• Retention: 85 percent of employees say that the level of their company's CSR impacts their decision to stay at the company1
  • Productivity: More than a third of employees have said that they’ve given more time and effort to a job because of their employer’s sustainability agenda, and research suggests that CSR engagement increases employee productivity by 13 percent.2
  • Purchasing power: 70 percent of millennials say that they have changed their purchasing habits in support of a cause or social issue of interest, and 72 percent of Gen Z considers a company's purpose when deciding what to buy.1

We'll explore the five steps to help build out an effective integrated program for an organization's strong future in CSR, as shared by Brittany Mattfeld Craig, Managing Director of Campaign Engagement, Global Impact and Veena Jayadeva, Head of Corporate Social Responsibility, Guardian.

Create volunteer opportunities so your employees can champion your CSR program

Nearly 60 percent of companies offer paid time off (PTO) for employees to volunteer on their own personal time.3 Often, companies will provide the volunteer opportunities themselves at various levels and for different stakeholders. For instance, transactional volunteerism might be a day of service within the office such as packing hygiene kits for a local community domestic violence shelter. Or skills-based volunteerism might look like a professional with finance experience holding a long-term mentorship on financial literacy with an underserved community.

Match the gifts of your employees

65 percent of Fortune 500 companies offer matching gift programs with a median percentage of employee donation matching of 10.5 percent.4

At Guardian, we have a nationwide corporate giving campaign underway to assist Team Rubicon, a veteran-led disaster response agency, mobilizing volunteers at vaccination distribution sites in the US to help ensure vaccine equity. Our community partnership puts more volunteers on the ground in underserved areas to provide vaccination distribution support where it’s needed most.

As part of the $1 million grant, we are lending additional support to the largest vaccination campaign in this country’s history by providing a double match for employee donations to Team Rubicon, up to $250,000.

Carefully strategize your grant making and corporate giving plan when funding your CSR program

What is your company able to uniquely provide to have a positive community impact? Think of the alignment of the charity you want to support with the pillars of your core business. Having strong alignment with your corporate purpose and your specific community is of key importance in grant making.

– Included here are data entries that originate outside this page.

PR #8665, opened 2024-03-29
Private/mmeeks/bgsave

mmeeks:
A first cut; which should do nothing until you enable it =)

### DIFF
--- a/kit/ChildSession.cpp
+++ b/kit/ChildSession.cpp
@@ -543,9 +543,20 @@ bool ChildSession::_handleInput(const char *buffer, int length)
             }
             else if (tokens[1].find(".uno:Save") != std::string::npos)
             {
-                // Disable processing of other messages while saving document
-                InputProcessingManager processInput(getProtocol(), false);
-                return unoCommand(tokens);
+                static bool doBgSave = !!getenv("COOL_BGSAVE");
+
+                bool saving = false;
+                if (doBgSave)
+                    saving = !saveDocumentBackground(tokens);
+
+                if (!saving)
+                { // fallback to foreground save
+
+                    // Disable processing of other messages while saving document
+                    InputProcessingManager processInput(getProtocol(), false);
+                    return unoCommand(tokens);
+                }
+                return true;
             }
 
             return unoCommand(tokens);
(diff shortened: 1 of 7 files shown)


kit/Kit.cpp
```diff
@@ -1285,6 +1309,170 @@ void Document::updateActivityHeader() const
...
+
+        // hand parentSocket to the main poll
+        KitSocketPoll::getMainPoll()->insertNewSocket(parentSocket);
+        parentWs.reset();
+
+        getLOKit()->setForkedChild(true);
+
+        const auto now = std::chrono::steady_clock::now();
+        LOG_TRC("Background save process " << getpid() << " fork took " <<
+                std::chrono::duration_cast<std::chrono::milliseconds>(now - start).count() << "ms");
```
Ashod, line 1446: Chrono serializes with the units already. Removing `.count() << "ms"` should do the right thing and log "ms" as expected).

kit/ChildSession.cpp
```diff
@@ -822,6 +830,38 @@ bool ChildSession::loadDocument(const StringVector& tokens)
     return true;
 }
 
+// attempt to shutdown threads, fork and execute in the background
+bool ChildSession::saveDocumentAsync(const StringVector &tokens)
+{
+#if MOBILEAPP
```
Ashod, line 836: Perhaps we can do this above, at `static bool doBgSave = !!getenv("COOL_BGSAVE");`. It should make this already-complex function simpler.

kit/ChildSession.cpp
```diff
@@ -543,9 +543,17 @@ bool ChildSession::_handleInput(const char *buffer, int length)
             }
             else if (tokens[1].find(".uno:Save") != std::string::npos)
             {
-                // Disable processing of other messages while saving document
-                InputProcessingManager processInput(getProtocol(), false);
-                return unoCommand(tokens);
+                static bool doBgSave = !!getenv("COOL_BGSAVE");
```
Ashod, line 546: Would we have a separate command for sync-saving when cleaning up DocBroker?

kit/ChildSession.cpp
```diff
@@ -543,9 +543,17 @@ bool ChildSession::_handleInput(const char *buffer, int length)
...
+
+                // Attempt to save in the background.
+                if (doBgSave && !saveDocumentAsync(tokens))
+                { // fallback to synchronous save
+
+                    // Disable processing of other messages while saving document
```
Ashod, line 552: I thought ".uno:Save" returned after queuing it, and it was handled in the background. Perhaps I misunderstand how saving is handled in Core.

kit/ChildSession.hpp
```diff
@@ -90,6 +90,13 @@ class ChildSession final : public Session
         return _docManager->sendFrame(msg.data(), msg.size(), WSOpCode::Text);
     }
 
+    bool sendSaveFrame(const std::string& msg)
+    {
+        bool ret = sendTextFrame(msg);
+        _docManager->handleSaveMessage(msg);
```
Ashod, line 96: Isn't it simpler to just do this line above, at line 3007, if `saveCommand` is true, after we `sendTextFrame`? Unless we expect this to be called from multiple places, or to become more complex, that is.

Ashod (approved):
Thanks, @mmeeks. Good stuff. I guess we'll enable this under 'experimental' at some point. Would be interesting to see it gets exercised in our tests. Left some questions/suggestions.

kit/Kit.cpp
mmeeks: oh nice =) fixed.

kit/ChildSession.cpp
mmeeks: Ah perhaps - we want a parameter here too for the save uno command to enable this code-path I think; TBD.

kit/ChildSession.cpp
mmeeks: Hmm; synchronous save is perhaps misleading though it mostly happens in that callback - the final status thing comes later (I think).

kit/ChildSession.hpp
mmeeks: Sure - why not; fixed.

Ashod:
Thanks for the update, @mmeeks. Good improvements.

PR #8667, opened 2024-03-29
remove-w2ui #10: TopToolbar (copy)

eszkadev:
Copy of https://github.com/CollaboraOnline/online/pull/8654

To implement a CSR program, consider the funding required:

  • whether you need a corporate foundation.
  • what your budget needs to be to manage and maintain the program.
  • whether you need several large grants or many small ones.

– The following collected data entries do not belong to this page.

PR #8670, opened 2024-03-30
SocketPoll: better re-entrancy protection.

mmeeks:
Remove toErase list; instead null socket pointers earlier to make things more deterministic.

Simplify toErase path, by just removing null sockets.

Check _socketPoll array bounds to cope with a re-entrant mutation - imperfect; but the fd comparison will help.

Change-Id: I27d81358a7d80b939b50ce4ccb1b2178a091a360

* Resolves: # 
* Target version: master 

### TODO

- [ ] ...

### Checklist

### DIFF
--- a/net/Socket.cpp
+++ b/net/Socket.cpp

Most companies don't have the ability to write a check to solve a societal problem. So a good CSR program strives to strike a balance between giving corporate dollars and encouraging employees and executives to act as champions for nonprofit partners, whether by providing funding or through actions.

Give your employees a safety net for hardship or natural disaster with employee assistance funds

The impact of financial stress on workers costs employers 13 - 18 percent of annual salary costs.5 Whether it be in response to COVID-19 or other natural disasters, companies can utilize an Employee Assistance Fund (EAF) or Employee Assistance Program (EAP) to help support employees who may have been impacted by personal hardship. Some organizations provide employees with the choice to give to an EAP, in addition to charitable giving, because coworkers want to support one another in times of need.

Nearly 50% of all employers offer an EAP that can provide needed support for workers struggling with natural disaster, virtual mental health or substance abuse counseling, and legal services. But only 5% of employees utilize it due to lack of awareness.6

Find your biggest supporters in employee networks

Employee resource groups, or ERGs, currently exist at 90 percent of Fortune 500 companies.7 They are voluntary groups of employees who share common interests; these are typically an organization's most community-engaged and socially conscious colleagues. When leading a CSR initiative, this is a key group to tap into to find your philanthropic champions.

Bringing a CSR program to life could take anywhere from 3 to 12 months. Use that time to do your homework: survey your employees to find out what matters to them, consider the pain points within your own community, and explore what your organization can do that is inherent to your core business. And don't forget to share this strategy with your employees. They are your biggest and best brand ambassadors that can put core business values into action. But they can't get on board if they don't know what's in the works. They will help you evangelize your program from the start, and one year down the road, your community impact will be greater.